╭─ Recorded data
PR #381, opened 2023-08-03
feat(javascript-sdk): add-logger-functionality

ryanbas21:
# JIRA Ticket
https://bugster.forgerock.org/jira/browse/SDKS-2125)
╰─
### Work instruction
Start at the line containing "feat(javascript-sdk): add-logger-functionality" and copy each line through the last one in the records, exactly and with nothing added.

### Finished exercise
feat(javascript-sdk): add-logger-functionality

ryanbas21:
# JIRA Ticket
https://bugster.forgerock.org/jira/browse/SDKS-2125)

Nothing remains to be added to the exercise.